// the find
linkedin/cruise-control
Cruise-control is the first of its kind to fully automate the dynamic workload rebalance and self-healing of a Kafka cluster. It provides great value to Kafka users by simplifying the operation of Kafka clusters.
Cruise Control is LinkedIn's Kafka cluster autopilot: it continuously monitors broker and partition-level resource utilization, builds a workload model, and automatically rebalances replicas or kicks off self-healing when brokers die or goals are violated. It's for teams running Kafka at scale (tens to hundreds of brokers) who want automated rebalancing instead of hand-tuning partition assignments. Running it at a handful of brokers is probably overkill.
The goal system is genuinely well-designed — a prioritized, pluggable list of constraints (rack awareness, capacity caps, utilization distribution) that the optimizer works through in order, so you can define exactly what tradeoffs you accept. Self-healing for broker failures is production-proven at LinkedIn's 10K+ broker scale, which is meaningful signal. The metrics reporter ships as a separate JAR you drop into Kafka's lib directory, keeping the instrumentation side cleanly decoupled. Integration tests cover actual broker failure and disk failure scenarios rather than just unit-testing the optimizer math.
Setup friction is real: you need to manually copy the metrics reporter JAR into every broker, configure capacity JSON files that must reflect actual hardware, and wait for multiple sampling windows before Cruise Control has enough data to do anything useful — the README glosses over how long that warmup actually takes.
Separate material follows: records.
Issue #641, opened 2019-10-04
UI Support for Instance-Level Templates


ciyer:
# Description

When creating a new project, the UI displays a list of templates that come from a helm-configurable repository. We should add a second such configuration for instance-level templates. This configuration would contain the URL to a repository that contains templates for the instance. This project should have the same structure https://github.com/SwissDataScienceCenter/renku-project-template with a manifest.yml and folders for each template. If this value is configured, we should show the instance-level templates together with the global templates in the UI.

# Documentation

We should document how to create instance-level templates. Otherwise, this feature isn't really useable.

rokroskar:
Should this be a list of potential template sources rather than a single repo?

lorenzo-cavazzi:
As discussed, it makes sense to wait for the service endopint for project creation to be ready

PR #963, opened 2020-06-12
feat: use core service to fetch templates and create projects

### LINKED ISSUE #703: Use renku service to create project

lorenzo-cavazzi:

The Python CLI client is a maintenance orphan sitting in the same repo as the Java service, with no indication it tracks the REST API version. KRaft support is present but the wiki and docs still reference ZooKeeper prominently, so you'll spend time figuring out what's actually current. There's no built-in auth beyond what you wire up yourself — in a multi-tenant or externally-accessible environment, the REST API is wide open by default.